In the records below, find every line that contains "rollback" and list it.

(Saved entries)
<<<<

PR #1080, opened 2026-07-14
feat(monitoring): add system network counter metrics via procfs

terrywilcox:
Polls /proc/net/netstat on each tick and emits ListenDrops and ListenOverflows as Prometheus gauges. These kernel counters surface OS-level connection drops that are invisible to application metrics.

No-ops silently on non-Linux systems.

Add new metrics for netstat

No metrics for netstat

## What is the new behavior?

new metrics

## Additional context

### DIFF
--- a/lib/supavisor/monitoring/net_stat.ex
+++ b/lib/supavisor/monitoring/net_stat.ex
@@ -1,0 +1,90 @@
+defmodule Supavisor.PromEx.Plugins.NetStat do
+  @moduledoc """
+  Polls system-wide network counters via procfs.
+  """
+
+  use PromEx.Plugin
+
+  @event_net_stat [:supavisor, :prom_ex, :osmon, :net_stat]
+  @prefix [:supavisor, :prom_ex]
+  @proc_net_netstat "/proc/net/netstat"
+
+  @impl true
+  def polling_metrics(opts) do
+    poll_rate = Keyword.get(opts, :poll_rate)
+
+    [
+      net_stat_metrics(poll_rate)
+    ]
+  end
+
+  defp net_stat_metrics(poll_rate) do
+    Polling.build(
+      :supavisor_osmon_net_stat_events,
+      poll_rate,
+      {__MODULE__, :execute_net_stat_metrics, []},
+      [
+        last_value(
+          @prefix ++ [:osmon, :net, :listen_drops],
+          event_name: @event_net_stat,
+          description: "Cumulative number of connections dropped due to a full accept queue.",
+          measurement: :listen_drops,
+          reporter_options: [prometheus_type: "counter"]
+        ),
+        last_value(
+          @prefix ++ [:osmon, :net, :listen_overflows],
+          event_name: @event_net_stat,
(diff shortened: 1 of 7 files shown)


lib/supavisor/monitoring/osmon.ex
```diff
@@ -191,4 +201,59 @@
        }}
     end
   end
+
+  @spec net_stat(Path.t()) :: {:ok, %{listen_drops: non_neg_integer(), listen_overflows: non_neg_integer()}} | :error
+  def net_stat(path \\ @proc_net_netstat) do
+    with {:ok, content} <- File.read(path),
```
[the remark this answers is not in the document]
terrywilcox: path defaults to the hardcoded /proc/net/netstat constant and is only overridden by tests with a fixture file, so it's not attacker-controlled.

lib/supavisor/monitoring/osmon.ex
```diff
@@ -191,4 +201,61 @@ defmodule Supavisor.PromEx.Plugins.OsMon do
...
+    end) || :error
+  end
+
+  defp net_stat_metrics(poll_rate) do
+    Polling.build(
+      :supavisor_osmon_net_stat_events,
+      poll_rate,
+      {__MODULE__, :execute_net_stat_metrics, []},
+      [
+        last_value(
```
v0idpwn: I think these should be counters, as they are cumulative

terrywilcox: I concur. I'll change it.

lib/supavisor/monitoring/osmon.ex
```diff
@@ -11,14 +11,17 @@ defmodule Supavisor.PromEx.Plugins.OsMon do
   @event_cpu_util [:prom_ex, :plugin, :osmon, :cpu_util]
   @event_cpu_la [:prom_ex, :plugin, :osmon, :cpu_avg1]
   @event_disk [:prom_ex, :plugin, :osmon, :disk]
+  @event_net_stat [:supavisor, :prom_ex, :osmon, :net_stat]
```
v0idpwn: I wonder if these should be in a separate module/prefix

terrywilcox: Yes, if we're planning on adding any more TCP metrics, a separate module would be a better idea. Will do.

v0idpwn (approved):

lib/supavisor/monitoring/net_stat.ex
```diff
@@ -0,0 +1,90 @@
...
+
+  # sobelow_skip ["Traversal.FileModule"]
+  @spec net_stat(Path.t()) ::
+          {:ok, %{listen_drops: non_neg_integer(), listen_overflows: non_neg_integer()}} | :error
+  def net_stat(path \\ @proc_net_netstat) do
+    with {:ok, content} <- File.read(path),
+         {:ok, stats} <- parse_net_stat(content) do
+      {:ok, stats}
+    else
+      _ -> :error
```
mentels, line 64: I find it useful to log if that fails

PR #1083, opened 2026-07-15
chore: rollback euw21 to v2.9.1

mentels:
Standby rollback for #1082.

**Do NOT merge unless rolling back the euw21 upgrade.**


mentels:
not needed

PR #1085, opened 2026-07-15
chore: rollback apne11 to v2.9.0

mentels:
Standby rollback for #1082.

**Do NOT merge unless rolling back the apne11 upgrade.**


mentels:
not needed

PR #1086, opened 2026-07-15
chore(supavisor-staging): update ap-southeast-1-blu to v2.9.10 

shamanime:
Platform: https://github.com/supabase/platform/pull/35743


mentels (approved):
FYI, we can achieve the same with https://github.com/supabase/supavisor/actions/workflows/stage.yml

But to mimic the production workflow that's better.

PR #1089, opened 2026-07-16
chore: upgrade to v2.9.10 in euw31

mentels:
platform: https://github.com/supabase/platform/pull/35768

PR #1091, opened 2026-07-16
chore: rollback euw31 to v2.9.2

mentels:
Standby rollback for #1089.

**Do NOT merge unless rolling back the euw31 upgrade.**


mentels:
Superseded by #1094 (corrected rollback target: 2.9.0 not 2.9.2)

>>>>

- **Answer box**:
chore: rollback euw21 to v2.9.1
Standby rollback for #1082.
chore: rollback apne11 to v2.9.0
Standby rollback for #1082.
chore: rollback euw31 to v2.9.2
Standby rollback for #1089.
Superseded by #1094 (corrected rollback target: 2.9.0 not 2.9.2)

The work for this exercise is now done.